Our Nomad jobs are getting restarted whenever a linked vault key is updated, which is the desired behaviour. I am looking for some info how can we better control the restarts. We have 8 instances in a job and if all 8 restart at the same time, we experience and outage for about 5-6 seconds (the time it takes for the allocs to restart).
Can the update or restart stanza be useful here? Asking as I could not find anything in the docs.
@jrasell we have noticed that while splay helped with spreading out the restarts, it does not solve the outage problem entirely. The concerned application is a webapp that uses consul service discovery + traefik ingress. When an allocation restarts it’s not removed from the consul catalog and hence traefik keeps sending requests to it while the alloc is being restarted (takes about 10-15 seconds during which the app returns 502 errors).
I wonder if there’s a way to remove the alloc from consul before Nomad kills it.

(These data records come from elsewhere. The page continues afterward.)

PR #651, opened 2017-12-31
Checks the target and the source book before performing the sort.

### LINKED ISSUE #638: Permission of Sorting Books
### For Bug Reports

* BookStack Version *(Found in settings, Please don't put 'latest')*: 19
* PHP Version: 7.1
* MySQL Version: 5.7

##### Expected Behavior

Disallow permission to sort others book.

##### Current Behavior

There is no Permission to sort others book but we can able to do it in BookStack!

Abijeet:
Fixes #638 

## TODO

- [x] Update the 'Books' sidebar list on the sort page to only show books the user has permission to update.
- [x] Add test cases. 

### DIFF
--- a/app/Repos/EntityRepo.php
+++ b/app/Repos/EntityRepo.php
@@ -113,9 +113,9 @@ class EntityRepo
      * @param bool $allowDrafts
      * @return \Illuminate\Database\Query\Builder
      */
-    protected function entityQuery($type, $allowDrafts = false)
+    protected function entityQuery($type, $allowDrafts = false, $permission = 'view')
     {
-        $q = $this->permissionService->enforceEntityRestrictions($type, $this->getEntity($type), 'view');
+        $q = $this->permissionService->enforceEntityRestrictions($type, $this->getEntity($type), $permission);
         if (strtolower($type) === 'page' && !$allowDrafts) {
             $q = $q->where('draft', '=', false);
         }
@@ -196,14 +196,15 @@ class EntityRepo
     }
 
     /**
-     * Get all entities of a type limited by count unless count if false.
+     * Get all entities of a type with the given permission, limited by count unless count is false.
      * @param string $type
      * @param integer|bool $count
+     * @param string $permission
      * @return Collection
      */
-    public function getAll($type, $count = 20)
+    public function getAll($type, $count = 20, $permission = 'view')
     {
-        $q = $this->entityQuery($type)->orderBy('name', 'asc');
+        $q = $this->entityQuery($type, false, $permission)->orderBy('name', 'asc');
         if ($count !== false) $q = $q->take($count);
         return $q->get();
     }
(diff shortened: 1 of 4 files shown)


app/Repos/EntityRepo.php
```diff
@@ -196,14 +196,15 @@ public function getPageByOldSlug($pageSlug, $bookSlug)
...
     /**
-     * Get all entities of a type limited by count unless count if false.
+     * Get all entities of a type with the given permission, limited by count unless count is false.
      * @param string $type
      * @param integer|bool $count
+     * @param string $permission
      * @return Collection
      */
-    public function getAll($type, $count = 20)
+    public function getAll($type, $count = 20, $permission = 'view')
```
Abijeet: I've modified the existing method. There should not be any side-effects. Let me know if you would like me to create a separate `getAllByPermission` method?

yoginth:
Not Working!

Abijeet:
Hey @ssddanbrown - Ready for your review.

Abijeet:
@yoginth - Can you please tell me what you are testing? The page you are accessing is not found?

ssddanbrown:
Thanks for tackling this @Abijeet. Happy (early) new year to you too!

Tested and all works fine in normal use.

I do have a concern though about an unlikely scenario. Basically, As it currently stands, The permission checks are done during the sort process.
If a permission check was to fail mid-way, Which would stop execution of the sort by throwing an exception, then it would leave the database in a dirty state since the book relations would be updated but the joint permissions would not be rebuilt and no activity would be added for the sorted books. 

This should never happen as the user shouldn't be able to select books they don't have permissions for but if permissions were to change while a user is sorting a book then this scenario could play out. 

Instead the following process would be safer:
1. Get the books being updated.
2. Check permissions on those books.
3. Only if all permission checks pass, Then proceed with any sort operations.

Let me know if you need me to explain this better at all. I'm happy to continue from this pull request if the above does not make sense.

Abijeet:
@ssddanbrown  - Makes sense, I'll make the changes tomorrow. My only concern is that I'll have to loop over `sortMap` twice, but I should be able to cache some of the details during this time.

Abijeet:
Couldn't take it up today, will try to handle it sometime this week.

ssddanbrown:
@Abijeet No worries, No rush at all on this.

Abijeet:
@ssddanbrown - I'm now checking for permissions on all the books being updated in a loop before the loop that does the actual update. A small part of the code had to be duplicated. In addition a query is being run twice. Got any ideas to avoid that?

yoginth:
Undefined Constant Update Error!

screenshot

ssddanbrown:
@yoginth Again, [That appears to be a 'DocsPen' only issue](https://github.com/DocsPen/Platform/blob/a8b9204d42af92be2258efd9082a44bbd39a2b89/app/Http/Controllers/BookController.php#L180). Issue never been apparent within BookStack.

ssddanbrown:
Thanks again @Abijeet for this.

I done some further refactoring in 281da59bae04068965213c74ff91d7f92749fe34 after looking how to answer your previous question. I decided the code was getting hard to read (Mostly due to how my original code was written) so I refactored this using laravel collections and the logic you introduced.

PR #665, opened 2018-01-13
Adds ability to secure images behind auth

ssddanbrown:
This feature puts images behind the authentication barrier so they are only viewable by logged-in users. Permission levels not taken into account, It's simply based on 'Is user authed?'.

Cannot be used alongside public viewing.
Set to be opt-in for now.

Public image access should still be served by the webserver as before, Secure image access goes through the app so will have a performance penalty.

Still in testing. Would be great for folks to test on their setups for any issues. (Do not test on production instances though). I experienced issues doing something similar when initially creating BookStack but so far everything has been working without issue on my dev machine.

## Use Instructions

To use simply set `STORAGE_TYPE=local_secure` in your `.env` file.
Files will be stored in a `storage/uploads/images` folder similar to attachments.

If you are migrating to this option with existing images you will need to move all content in the folder `public/uploads/images` to `storage/uploads/images`.

### DIFF
--- a/app/Http/Controllers/ImageController.php
+++ b/app/Http/Controllers/ImageController.php
@@ -1,6 +1,7 @@
 <?php namespace BookStack\Http\Controllers;
 
 use BookStack\Exceptions\ImageUploadException;
+use BookStack\Exceptions\NotFoundException;
 use BookStack\Repos\EntityRepo;
 use BookStack\Repos\ImageRepo;
 use Illuminate\Filesystem\Filesystem as File;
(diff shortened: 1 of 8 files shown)


yoginth:
still, it is visible to all user account who is not admin! it must be visible to admin alone! it will be safe.

screenshot

ssddanbrown:
@yoginth I don't think profile pictures have a reasonable expectation of being private. Their use is to identify a user to others. 

Adding extra layers of auth to image requests will slow them down considerably and I don't think it will be worth it. 

If you are worried about this then [following the advice here](https://www.bookstackapp.com/docs/admin/security/#images) will make image urls unreasonably difficult to find for other users.

yoginth:
Cover images and other attachments are also visible to logged in public users!

screenshot

yoginth:
even though if it is used for the internal purpose the security of other employee is important and not all people are going to use it for internal documentation someone can use it is as central documentation where others can host it!

ssddanbrown:
@yoginth I think I understand the user profile image problem you're describing.

Looking at your fork it looks like [you've disabled the relevant routes](https://github.com/DocsPen/Platform/blob/f56dfda8a2387c624825386450aae68907517c34/routes/web.php#L87) that control user images.

If you fix that things should work as expected in regards to user profile images.

yoginth:
ok thank you so much, fixed!

ssddanbrown:
Going to merge in as would be ideal to have the ImageService cleanups for #632 and should not effect existing instances.

PR #684, opened 2018-01-29
Add twitch socialite auth provider

moutonnoireu:
Followed some of the recent socialite added providers (okta, etc). It should work without any problems. If somebody could test ? 👍


lommes:
Currently the entry in composer.json is missing which leads to failing tests.

moutonnoireu:
Forget to run a ``composer update`` to update ``composer.lock``.

lommes:
Thanks for your work!

I just tested this PR and it worked for me! Only thing that would be nice is to change the keys in .env and config/services.php to match those of other services. 

TWITCH_KEY should become TWITCH_APP_ID
TWITCH_SECRET should become TWITCH_APP_SECRET

The TWITCH_REDIRECT is not needed in .env since it will be the same for each install of bookstack. It can bet set in config/services.php:

```
'twitch' => [
        'client_id' => env('TWITCH_APP_ID'),
        'client_secret' => env('TWITCH_APP_SECRET'),
        'redirect' => env('APP_URL') . '/login/service/twitch/callback',
        'name'          => 'Twitch',
    ],
```

moutonnoireu:
Made modifications following your inputs @lommes ;)

lommes:
There seem to be an issue with the svg file, which is displayed way too large.

moutonnoireu:
I reduced the icon size. Was thinking the svg was used dynamically :)

lommes:
In my opinion this can be merged if the icon thing is changed.

ssddanbrown:
Thanks both for your efforts on this! I've marked this to be in the next release.

Just one thing I noticed looking over the code, The SVG icon appears to simply be a png embedded within an SVG. It would be great if this was an actual SVG drawing.

I'd be happy to make that change before merging but I'll leave this open until then in case you want to make this change yourself.

moutonnoireu:
I'de be happy if you could do it, i'm not very familiar with svg. :)

ssddanbrown:
SVG updated and now merged in, Thanks, Works great!

PR #990, opened 2018-08-28
OWASP Recommendation for input password

sebastienhouzet:
I propose to add autocomplete="off" on input password.
It is recommended by OWASP to increase security.

### DIFF
--- a/resources/views/form/password.blade.php
+++ b/resources/views/form/password.blade.php
@@ -1,4 +1,4 @@
-<input type="password" id="{{ $name }}" name="{{ $name }}"
+<input type="password" autocomplete="off" id="{{ $name }}" name="{{ $name }}"
        @if($errors->has($name)) class="neg" @endif
        @if(isset($placeholder)) placeholder="{{$placeholder}}" @endif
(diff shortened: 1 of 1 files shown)


ssddanbrown:
Thanks for creating this pull request. 

I've done a little looking into this. I'm not sure this is relevant for the current browser ecosystem.

From https://www.owasp.org/index.php/Testing_for_Vulnerable_Remember_Password_(OTG-AUTHN-005):

> Since early 2014 most major browsers will override any use of autocomplete="off" with regards to password forms and as a result previous checks for this are not required and recommendations should not commonly be given for disabling this feature.

From that is sounds like this could be pointless and potentially misleading if those reading the code see the attribute but a experience a different behaviour in the browser.  

Do you know of any more recent, reliable sources that indicate this attribute would provide additional security?

ssddanbrown:
Closing due to lack of response

BigBadSheep:
Hi, now when LDAP login in enabled. Give possibility to storage in browser a domain password is very bad Idea :(

PR #998, opened 2018-09-03
Update AttachmentService.php

SkyAndClouds:
Couldn't upload some large videos (60 - 100 MB). In the logs, I saw the errors:

[Mon Sep 03 12:21:08.799485 2018] [php7:notice] [pid 101] [client IP:PORT] [2018-09-03 12:21:08] production.ERROR: Allowed memory size of 134217728 bytes exhausted (tried to allocate 121655240 bytes) {"userId":1,"email":"admin@admin.com","exception":"[object] (Symfony\\\\Component\\\\Debug\\\\Exception\\\\FatalErrorException(code: 1): Allowed memory size of 134217728 bytes exhausted (tried to allocate 121655240 bytes) at /var/www/bookstack/app/Services/AttachmentService.php:185)"} [], referer: http://NAS_IP:PORT/books/learning-materials/page/pate-de-ficat-de-pui/edit

solved the issue by modifying  /var/www/bookstack/app/Services/AttachmentService.php, by adding ini_set(‘memory_limit’,’256MB’); after use Symfony\Component\HttpFoundation\File\UploadedFile;

### DIFF
--- a/app/Services/AttachmentService.php
+++ b/app/Services/AttachmentService.php
@@ -4,6 +4,7 @@ use BookStack\Exceptions\FileUploadException;
 use BookStack\Attachment;
 use Exception;
 use Symfony\Component\HttpFoundation\File\UploadedFile;
+ini_set(‘memory_limit’,’256M’);
 
 class AttachmentService extends UploadService
 {


TBK:
This should not be a default setting. If you want to allow larger uploads then add the setting to your php.ini

ssddanbrown:
Thank you for offering this pull request @SkyAndClouds but as mentioned above, this is not a setting that should be forced upon everyone but should be set in your PHP configurable file instead.

Therefore I will close this request.

PR #1002, opened 2018-09-10
Ru locale fix

mullinsmikey:
Fixed russian translations, added several missing strings


ssddanbrown:
Thank you for these translations @mullinsmikey. Much appreciated. Will be included in the next release.

Issue #784, opened 2018-04-04
Desired Feature: Ability to remove particular revisions


jsreynolds:
### For Feature Requests

Desired Feature: Ability to remove revisions

##### Expected Behavior

Ability to remove a particular revision - for security reasons for example where someone has pasted in code or notes which contain private information and saved. Make a change, it still lives on in a revision.

##### Current Behavior

Revisions are unable to be removed.

##### Steps to Reproduce

Edit a page, see the revision

Abijeet:
Hi @ssddanbrown,

I'd like to take a crack at this. I guess adding a **Delete** option here next to **Restore** would work?

![screenshot-2018-5-21 page revisions for examples of different bookstack](https://user-images.githubusercontent.com/1685517/40319947-a7a4578c-5d47-11e8-92c0-b106b9315ff2.png)

I'll look further into the technical complexities involved with this.

jsreynolds:
That looks like a great idea to me; thank you for considering it.

Abijeet:
Hey @ssddanbrown, Let me know if my comments [here](https://github.com/BookStackApp/BookStack/issues/784#issuecomment-390718746) sound okay, and I'll get started on this.

ssddanbrown:
@Abijeet Ah, Sorry I missed this, Yeah sounds good!

Abijeet:
This has been added in PR #1008 and will be in the next release.

jsreynolds:
Just wanted to say thank you - really looking forward to this!

PR #1008, opened 2018-09-15
#784 - Adds ability to remove particular revision.

Abijeet:
Hey @ssddanbrown ,

Been a little busy with my professional life and haven't had a chance to work on BookStack. Finally got some time this weekend.

Here's what's been done,

1. Added a drop-down for deletion confirmation on the revision page.
2. Wrote code to delete the revision
3. Added test cases.

Note that I'm not reducing the `revision_count` column in the pages table. I think the current revision number should not be changed.

# Screenshot
bookstack-revision-ddl-2


resources/assets/sass/_tables.scss
```diff
@@ -41,6 +41,9 @@ table.table {
   .text-center {
     text-align: center;
   }
+  td.actions {
```
Abijeet: Added this to allow the dropdown to remain visible when it overflows the `td`

Abijeet:
@ssddanbrown - Not entirely sure why the test cases are failing.

app/Http/Controllers/PageController.php
```diff
@@ -454,6 +454,40 @@ public function restoreRevision($bookSlug, $pageSlug, $revisionId)
...
+    /**
+     * Deletes a revision using the id of the specified revision.
+     * @param string $bookSlug
+     * @param string $pageSlug
+     * @param int $revisionId
+     * @throws NotFoundException
+     * @throws BadRequestException
+     * @return \Illuminate\Http\RedirectResponse|\Illuminate\Routing\Redirector
+     */
+    public function destroyRevision($bookSlug, $pageSlug, $revId)
```
ssddanbrown: `revId` does not match `@param`  comment on line 462

app/Http/Controllers/PageController.php
```diff
@@ -454,6 +454,40 @@ public function restoreRevision($bookSlug, $pageSlug, $revisionId)
...
+    {
+        $page = $this->entityRepo->getBySlug('page', $pageSlug, $bookSlug);
+        $this->checkOwnablePermission('page-update', $page);
```
ssddanbrown: Think it may be better to check `page-delete` permission here instead since it's effectively a related delete operation?

app/Http/Controllers/PageController.php
```diff
@@ -454,6 +454,40 @@ public function restoreRevision($bookSlug, $pageSlug, $revisionId)
...
+            throw new NotFoundException("Revision #{$revId} not found");
+        }
+
+        // Get the current revision for the page
+        $currentRevision = $page->getCurrentRevision();
+
+        // Check if its the latest revision, cannot delete latest revision.
+        if (intval($currentRevision->id) === intval($revId)) {
+            session()->flash('error', trans('entities.revision_cannot_delete_latest'));
+            return view('pages/revisions', ['page' => $page, 'book' => $page->book, 'current' => $page]);
```
ssddanbrown: Since this is not a successful request it's probably best to set a non-successful status code here. Maybe a 403?

Can just add a status code as an extra parameter to the `view` function. 

Making this change gives a clue as to why the test case fails.

app/Page.php
```diff
@@ -112,4 +112,16 @@ public function entityRawQuery($withContent = false)
...
+     * Get the current revision for the page if existing
+     * @return \BookStack\PageRevision|null
+     */
+    public function getCurrentRevision()
+    {
+        if ($id = PageRevision::where('page_id', '=', $this->id)->max('id')) {
+            return PageRevision::find($id);
+        }
+        return null;
+    }
```
ssddanbrown: The revision table can contain also contain 'update drafts' (Autosaves) so querying the revisions directly like this may not return what you expect. 

The `$page->revisions` relation (line 62) has the correct filtering applied and is ordered by created_at. Therefore you should be able to simplify this function the following:
```php
return $this->revisions()->first()
```

tests/Entity/PageRevisionTest.php
```diff
@@ -29,4 +28,30 @@ public function test_revision_count_shown_in_page_meta()
...
+
+        // Delete the first revision
+        $revision = $page->revisions->get(0);
+        $resp = $this->asEditor()->delete($revision->getUrl('/delete/'));
+        $resp->assertStatus(200);
+
+        $page = Page::find($page->id);
+        $afterRevisionCount = $page->revisions->count();
+
+        $this->assertTrue($beforeRevisionCount === ($afterRevisionCount + 1));
```
ssddanbrown: Tests are failing here. Took me a while but found why, Actually is a mistake in my own test above this one so my bad :man_facepalming: 

There is only one revision being created. The call to delete does not delete the revision since you've got a check to not delete the latest revision (Which also returns a `200` code as mentioned above).

There is only one revision before on the first update call (Line 33) the page slug updates due to the page name change. Therefore the second update call (Line 34) does not actually update the page since the page slug used (via `$page->getUrl()`) is the old one (Since the test `$page` object is not updated by the change in the application).

To fix this you can simply add a `$page = Page::find($page->id);` between the two update calls.
If you could do the same for my test (`test_revision_count_shown_in_page_meta`) that would be ideal.

Abijeet: Argh!! I should have seen that!

app/Http/Controllers/PageController.php
Abijeet: Fixed.

Abijeet:
Thanks for the review @ssddanbrown. Made the changes. 

Returning status code 400 instead of 403 in case user tries to delete the current revision.

PR #1026, opened 2018-09-24
Update german translation

vriic:


ssddanbrown:
Thank you for these @vriic. Will merge in now for the next release.

PR #1047, opened 2018-10-06
Chinese language pack update 20181006

qianmengnet:
Chinese language pack update 20181006


qianmengnet:
In addition to the Chinese language pack, I added "Registration" in the navigation section of "Not Logged In" (link hidden after login), and the profile page profile.blade.php adds an anchor link to the number of posts, if it affects Please cancel the program development plan, thank you.
I was using github for the first time to update the program. I didn't expect to modify the contents of my fork and submit it.

PR #1057, opened 2018-10-11
Add markdown-it-deflist for <dl> in markdown

nilium:
This adds the markdown-it-deflist extension for markdown-it to support definition lists in the Markdown editor. In addition, there's some basic styling added to definition lists to make terms bold and indent their definitions.

Ideally this should have no negative impact on existing markdown held by a BookStack instance, but I can only speak for my team's use of BookStack. So, if this seems like something that could be merged, it might be good to hear from anyone else using BookStack if this would affect their pages.

This is intended to help with keeping glossaries and other things that fit the mold of a definition list (my team does both). That sort of formatting can always be worked around with some careful HTML, but figured I'd put this together and see if it's worth considering. Happy to make any changes if there's anything off about this, or I can close it if it doesn't seem like a good fit for BookStack.

### DIFF
--- a/package-lock.json
+++ b/package-lock.json
@@ -6501,6 +6501,11 @@
         "uc.micro": "^1.0.3"
       }
     },
+    "markdown-it-deflist": {
+      "version": "2.0.3",
+      "resolved": "https://registry.npmjs.org/markdown-it-deflist/-/markdown-it-deflist-2.0.3.tgz",
+      "integrity": "sha512-/BNZ8ksW42bflm1qQLnRI09oqU2847Z7MVavrR0MORyKLtiUYOMpwtlAfMSZAQU9UCvaUZMpgVAqoS3vpToJxw=="
+    },
     "markdown-it-task-lists": {
       "version": "2.1.0",
       "resolved": "https://registry.npmjs.org/markdown-it-task-lists/-/markdown-it-task-lists-2.1.0.tgz",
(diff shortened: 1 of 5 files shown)


ssddanbrown:
Thanks @nilium for creating this pull request.

It all looks good and I can understand why you'd want this in BookStack.

My current concerns is that adding this will further mis-align the WYSIWYG and Markdown editors.
The long-term future plan is to make them interchangeable and this adds another thing to consider. 

I'll have a think about this though. I can see definition lists being a good feature to support for a documentation platform such as this.

nilium:
That makes sense. If this would make those changes considerably more difficult (since I don't know the level of effort needed on the WYSIWYG side), it'd probably be better to put this on hold for now. Anyway, it's up to you — this change isn't urgently needed by me, and I doubt it's a deal-breaker for anyone. Just want it out there so it's not sitting in my head.

ssddanbrown:
I'm going to close this off as I've standardised on comonmark, apart from a few older previously added markdown features, just to provide the guide/bar in regards to what markdown features and syntax we support.

I'm not totally closed off to supporting the `<dl>/<dd>` elements in the future though.

The Markdown editor still supports HTML input, so if needed you could always use that with some added styles in the "Custom HTML Head Content" setting.

Thanks again @nilium for still offering this to the project.

PR #1063, opened 2018-10-12
Add select account parameter for google authorization

justein230:
Useful for choosing an account if a default account is outside the scope of a G Suite organization.


app/Auth/Access/SocialAuthService.php
```diff
@@ -52,7 +52,12 @@ public function startLogIn($socialDriver)
     public function startRegister($socialDriver)
     {
         $driver = $this->validateDriver($socialDriver);
-        return $this->socialite->driver($driver)->redirect();
+        if ($socialDriver == 'google') {
+            return $this->socialite->driver($driver)->with(['prompt' => 'select_account'])->redirect();
+        }
+        else {
+            return $this->socialite->driver($driver)->redirect();
```
ssddanbrown: The else here isn't really required. Removing the else would make it clear what the default action is.

justein230:
@ssddanbrown I added an env switch for this called GOOGLE_SELECT_ACCOUNT, and I check if it is true before adding that parameter. Let me know if this is sufficient for this feature to be added.

app/Auth/Access/SocialAuthService.php
```diff
@@ -40,6 +40,9 @@ public function __construct(UserRepo $userRepo, Socialite $socialite, SocialAcco
     public function startLogIn($socialDriver)
     {
         $driver = $this->validateDriver($socialDriver);
+        if ($socialDriver == 'google' && env('GOOGLE_SELECT_ACCOUNT')) {
```
ssddanbrown: The `env` function should not be directly used. Ideally a new `config/services.php` entry should be added and then that should be used instead (`config('services.google.select_account')`).

Also, Since the logic here is the same for both login and register it would be ideal to have this code extracted to it's own function within this service class.

justein230:
@ssddanbrown I made the requested changes, and can't figure out why the checks have failed. I tested in my development environment and the changes work as intended. Any ideas?

ssddanbrown:
@justein230 Looks good. The tests being broken was totally my fault. I'd left some broken bits in `master` branch for a while so nothing to sorry about with your code.  Will merge in now for the next release.

Issue #1062, opened 2018-10-12
Images inserted in the markdown editor should be wrapped in an anchor tag leading to the original file


thomasjsn:
When inserting an image in the WYSIWYG editor a link to the original image file is added, it would be useful if the markdown editor did the same.

I'm just starting to migrate my content to BookStack, this feature would save me a lot of manual editing and copying and pasting URLs.

I've looked at the source; mind if I have a crack at implementing it? Anything special? Should a link be added even if no larger version of the image exists?

ssddanbrown:
Now merged, To be in next minor release.

PR #1064, opened 2018-10-13
Wrap images inserted with markdown editor with anchor tag to original file

thomasjsn:
As described in #1062.


ssddanbrown:
Thanks for this @thomasjsn. Have merged in now for next minor release which should be some point this weekend. Also added d0c166c207671f8b558173627160184809a1581a so the same is applied when an image is pasted or dragged into the editor.

PR #1088, opened 2018-10-25
Update zh_TW translation

kejjang:
Update zh_TW translation files to latest changes, also fix/improve some wordings to be more readable.


ssddanbrown:
Thanks @kejjang for providing these translation updates. Will merge in now for release in the next patch release due today or tomorrow.

PR #1101, opened 2018-11-01
Latest bookstack

ParserYa:


ssddanbrown:
Thank you for offering this pull request but I'm going to close this as it includes a whole mis-mash of changes with no clear goal, featureset or even description of what benefit this brings.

The deployment process does exactly that hence we see no 502 responses during deployments.
I have noticed that the cli cmd nomad alloc stop xxxx also removes the service from consul so that works too.
Just wanted to confirm with you if it’s possible with Nomad currently or do we need to build something custom to handle the template updates.
Do the services have attached checks? If not, this would be an addition I would look into as Traefik should remove services from its routing table that are unhealthy.
I just took a look into the code, and it seems there is a difference between services blocks at the task level or group level. I wonder if you could try moving your service blocks to the task level, and whether this helps your current situation?
Perhaps a solution could be to add stop as an option to change_mode. Which would shutting down of the alloc and allow for graceful handling of template changes.